# My Maine ****; Anastasia



## KatrineA

She is my 6 month old Maine **** cat. I've wanted a cat forever and finally got one. She is my darling


----------



## OctoberinMaine

Oh man, you'd better start a long list of admirers right now! She is beautiful!!! I'm glad we got the last couple pictures because it's easier to see her ear tufts on them. What a beauty. We should introduce her to Miss Holly, Doodlebug's Maine ****.


----------



## KatrineA

October said:


> Oh man, you'd better start a long list of admirers right now! She is beautiful!!! I'm glad we got the last couple pictures because it's easier to see her ear tufts on them. What a beauty. We should introduce her to Miss Holly, Doodlebug's Maine ****.


Thank you. I feel like such a proud mum  I am considering taking her to a show, just to try it. I'm new at this forum and I'm trying to figure out how to find your posts, so that I can see more photos of Miss Holly


----------



## Leazie

God dag og velkommen! Where are you in Norway?

Anastasia is stunning! Are there many Maine **** breeders in Norway?


----------



## KatrineA

Leazie said:


> God dag og velkommen! Where are you in Norway?
> 
> Anastasia is stunning! Are there many Maine **** breeders in Norway?


Wow, you know some Norwegian, hehe. I'm from Oslo. Yes, there are many breeders here. At least if you consider our small population, hehe. Apparantly a lot of breeders abroad want "Norwegian" Maine Coons, coz they have a good standard. Anastasia's breeder told me that. I love this breed


----------



## love.my.cats

She's beautiful :luv


----------



## Leazie

I think you should get a Norwegian Forest Cat just to have a fluffy pair  .

I know a little Norwegian because my friend lives a little north of you in Eidsvoll and her husband works in Oslo.


----------



## KatrineA

Leazie said:


> I think you should get a Norwegian Forest Cat just to have a fluffy pair  .
> 
> I know a little Norwegian because my friend lives a little north of you in Eidsvoll and her husband works in Oslo.

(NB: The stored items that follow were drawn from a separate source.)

Issue #5192, opened 2023-06-27
[TreeGrid] Client-side errors: e.item is undefined


sissbruecker:
### Description

Just opening the [drag&drop with filters example](https://vaadin.com/docs/latest/example?embed=grid-drag-drop-filters-wc.js&import=component/grid/grid-drag-drop-filters.ts) in the Grid documentation throws multiple errors in the browser console. Apart from that the example seems to work properly.

<details>
<summary>Error log</summary
```
There seems to be an error in Vaadin Grid:e.item is undefinedPlease submit an issue to https://github.com/vaadin/flow-components/issues/new/choose [example:1:1509](https://vaadin.com/docs/latest/example?embed=grid-drag-drop-filters-wc.js&import=component/grid/grid-drag-drop-filters.ts%20line%206%20%3E%20injectedScript)
    tryCatchWrapper https://vaadin.com/docs/latest/example?embed=grid-drag-drop-filters-wc.js&import=component/grid/grid-drag-drop-filters.ts line 6 > injectedScript:1
    _filterDragAndDrop https://vaadin.com/docs/latest/55985-e46cbe3b233f7c4ff68e.js:353
    filterDragAndDrop https://vaadin.com/docs/latest/55985-e46cbe3b233f7c4ff68e.js:353
    o https://vaadin.com/docs/latest/55985-e46cbe3b233f7c4ff68e.js:2
    filterDragAndDrop https://vaadin.com/docs/latest/55985-e46cbe3b233f7c4ff68e.js:353
    _dragDropAccessChanged https://vaadin.com/docs/latest/55985-e46cbe3b233f7c4ff68e.js:353
    K https://vaadin.com/docs/latest/229-7a9d543be452da2c1707.js:2
    L https://vaadin.com/docs/latest/229-7a9d543be452da2c1707.js:2
    _propertiesChanged https://vaadin.com/docs/latest/229-7a9d543be452da2c1707.js:2
    _propertiesChanged https://vaadin.com/docs/latest/vaadin/VAADIN/build/FlowClient-d5d5e377.js:3
    _flushProperties https://vaadin.com/docs/latest/229-7a9d543be452da2c1707.js:2
    _invalidateProperties https://vaadin.com/docs/latest/229-7a9d543be452da2c1707.js:2
    _setProperty https://vaadin.com/docs/latest/229-7a9d543be452da2c1707.js:2
    <anonym> https://vaadin.com/docs/latest/229-7a9d543be452da2c1707.js:2
[...]

PR #5040, opened 2023-05-09
fix: make empty grid clear loading state

sissbruecker:
## Description

WIP

## Type of change

- Bugfix

Issue #5249, opened 2023-07-11
Tree Grid loses data after moving item between branches


thevaadinman:
### Description

In the attached demo application, grab an item from one branch and move it to the other. Then move it back. The item vanishes from view.

This issue was sent to us through Expert Chat.

### Expected outcome

The item is not supposed to vanish when dragged and dropped.

### Minimal reproducible example

```java
package com.example.application;

import java.util.ArrayList;
import java.util.List;
import java.util.Objects;
import java.util.Optional;
import java.util.UUID;
import java.util.stream.Stream;

import com.vaadin.flow.component.grid.dnd.GridDropEvent;
import com.vaadin.flow.component.grid.dnd.GridDropMode;
import com.vaadin.flow.component.orderedlayout.VerticalLayout;
import com.vaadin.flow.component.treegrid.TreeGrid;
import com.vaadin.flow.data.provider.hierarchy.AbstractBackEndHierarchicalDataProvider;
import com.vaadin.flow.data.provider.hierarchy.HierarchicalQuery;
import com.vaadin.flow.function.SerializablePredicate;
import com.vaadin.flow.router.Route;

@Route("")
public class MainView extends VerticalLayout {

	private TreeGrid<TreeNode> treeGrid;
	private TreeDataProvider treeDataProvider;
	private List<TreeNode> draggedNodes = new ArrayList<>();

	public MainView() {
		setup();
	}

	private void setup() {
		treeGrid = new TreeGrid<>();
		treeGrid.addHierarchyColumn(TreeNode::getName);
		treeGrid.setRowsDraggable(true);
		treeGrid.setDropMode(GridDropMode.ON_TOP);

		treeGrid.addDragStartListener(event -> {
			draggedNodes.clear();
			draggedNodes.addAll(event.getDraggedItems());
		});

		treeGrid.addDragEndListener(event -> draggedNodes.clear());

		treeGrid.addDropListener(this::drop);

		TreeNode root = new TreeNode("root", null);
		populateTreeGrid(root);

		treeDataProvider = new TreeDataProvider(root);
		treeGrid.setDataProvider(treeDataProvider);

		addAndExpand(treeGrid);
	}

	private void populateTreeGrid(TreeNode parent) {
		buildSubTree(parent, "child", 2);
		parent.getChildren().forEach(child -> buildSubTree(child, "grandchild", 2));
	}

	private void buildSubTree(TreeNode parent, String prefix, int numberOfChildren) {
[...]

PR #5250, opened 2023-07-12
fix: check for null item in drag and drop filters

### LINKED ISSUE #5177: [Grid] Cannot read properties of undefined (reading 'dragDisabled')
### Description

I am making use of the Vaadin Grid Component. In some cases it only has 4 columns - but inside these columns I tend to have components and a few other controls.

I frequently encounter the error :
```
There seems to be an error in Vaadin Grid:
Cannot read properties of undefined (reading 'dragDisabled')
Please submit an issue to https://github.com/vaadin/flow-components/issues/new/choose 
```
But there is no associated error on the server side. Also I am using the @Push mechanism to update it sometimes (using the appropriate UI.access() method etc).

In some cases the application simply carries on. In other cases, the whole session for that user is 'broken'.

Unclear as to how to debug further and give more information here.

### Expected outcome

This error should not occur. 
Or at least if it does - should specify what can be done to remedy.
Certainly should not hang the application.

Wish I could provide the application code. But it is quite complex.
Happy to add additional logging as appropriate. Please advise.

### Steps to reproduce

Wish I could provide the application code. But it is quite complex.
Happy to add additional logging as appropriate. Please advise.

### Environment

Vaadin version(s): 23.3.14
OS: Windows and Linux. Chrome Browser primarily. But also Edge.

### Browsers

Chrome, Firefox, Edge

DiegoCardoso:
## Description

Fix the regression introduced by https://github.com/vaadin/flow-components/pull/5040 by adding a check for the `item` property in `row` in `dragFilter` and `dropFilter` methods. Sometimes the method can be invoked before `item` is defined for the row.

Fixes #5177

## Type of change

- [X] Bugfix
- [ ] Feature

### DIFF
--- a/vaadin-grid-flow-parent/vaadin-grid-flow-integration-tests/src/test/java/com/vaadin/flow/component/grid/it/DragAndDropGridIT.java
+++ b/vaadin-grid-flow-parent/vaadin-grid-flow-integration-tests/src/test/java/com/vaadin/flow/component/grid/it/DragAndDropGridIT.java
@@ -15,6 +15,7 @@
  */
 package com.vaadin.flow.component.grid.it;
 
+import org.hamcrest.CoreMatchers;
 import org.junit.Assert;
 import org.junit.Before;
 import org.junit.Test;
@@ -24,6 +25,12 @@ import org.openqa.selenium.WebElement;
 import com.vaadin.flow.component.grid.testbench.GridElement;
 import com.vaadin.tests.AbstractComponentIT;
 import com.vaadin.flow.testutil.TestPath;
+import org.openqa.selenium.logging.LogEntry;
+import org.openqa.selenium.logging.LogType;
+
+import java.util.List;
+import java.util.logging.Level;
+import java.util.stream.Collectors;
 
 @TestPath("vaadin-grid/drag-and-drop")
 public class DragAndDropGridIT extends AbstractComponentIT {
@@ -34,6 +41,12 @@ public class DragAndDropGridIT extends AbstractComponentIT {
     public void init() {
         open();
         grid = $(GridElement.class).first();
+    }
+
+    @Test
+    public void dragAndDropDefined_gridLoaded_noErrors() {
+        List<LogEntry> logs = getLogEntries(Level.SEVERE);
+        Assert.assertTrue(logs.isEmpty());
     }
 
     @Test
@@ -57,6 +70,7 @@ public class DragAndDropGridIT extends AbstractComponentIT {
 
     @Test
     public void noDropMode_dropOnRow_dropEventNotFired() {
+        click("no-drop-mode");
         fireDrop(3, "on-top");
         assertMessages("", "", "");
     }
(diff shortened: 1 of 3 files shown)


vaadin-grid-flow-parent/vaadin-grid-flow-integration-tests/src/test/java/com/vaadin/flow/component/grid/it/DragAndDropGridIT.java
```diff
@@ -36,6 +43,12 @@ public void init() {
         grid = $(GridElement.class).first();
     }
 
+    @Test
+    public void dragAndDropDefined_gridLoaded_noErrors() {
+        List<LogEntry> logs = getLogEntries(Level.SEVERE);
+        Assert.assertTrue(logs.isEmpty());
```
sissbruecker, line 49:
```suggestion
        checkLogsForErrors();
```
We usually use this to check for client-side errors.

vaadin-grid-flow-parent/vaadin-grid-flow-integration-tests/src/test/java/com/vaadin/flow/component/grid/it/DragAndDropGridIT.java
```diff
@@ -24,6 +25,12 @@
 import com.vaadin.flow.component.grid.testbench.GridElement;
 import com.vaadin.tests.AbstractComponentIT;
 import com.vaadin.flow.testutil.TestPath;
+import org.openqa.selenium.logging.LogEntry;
+import org.openqa.selenium.logging.LogType;
+
+import java.util.List;
+import java.util.logging.Level;
+import java.util.stream.Collectors;
```
sissbruecker, line 33: A few unused imports here, will probably not require any new imports if the other suggestion is applied.

sissbruecker:
Let's also set target labels to match the previous PR that introduced the regression.

vaadin-grid-flow-parent/vaadin-grid-flow-integration-tests/src/test/java/com/vaadin/flow/component/grid/it/DragAndDropGridIT.java
DiegoCardoso: Removed.

vaadin-grid-flow-parent/vaadin-grid-flow-integration-tests/src/test/java/com/vaadin/flow/component/grid/it/DragAndDropGridIT.java
DiegoCardoso: Ah, wasn't aware of this helper method. Done.

vursen:
I'm currently checking if [this issue](https://github.com/vaadin/flow-components/issues/5249) is also caused by this regression. If that's the case, then the solution should probably be different.

vursen:
> I'm currently checking if https://github.com/vaadin/flow-components/issues/5249 is also caused by this regression. If that's the case, then the solution should probably be different.

No, it's not. 👍

DiegoCardoso:
This seems to also fix https://github.com/vaadin/flow-components/issues/5192

sissbruecker (approved):

vursen (approved):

The world is so small sometimes. I want another Maine ****, but I have to wait coz we live in a rather small apartment now. Norwegian Forest cats are gorgeous too, but I am in love with Maine Coons  What kind of cats do you have? They are lovely all of them.


----------



## KatrineA

love.my.cats said:


> She's beautiful :luv


Thank you. I hope to see more of your cats


----------



## Leazie

My cats are all pure shelter cats :lol:


----------



## KatrineA

Leazie said:


> My cats are all pure shelter cats :lol:


They are still very beautiful. I give you thumbs up for adopting! I wanted to get a shelter cat first as well, but the shelter wouldn't let me have one, coz I had to have an indoor cat and all of their cats were considered to be outdoor cats. 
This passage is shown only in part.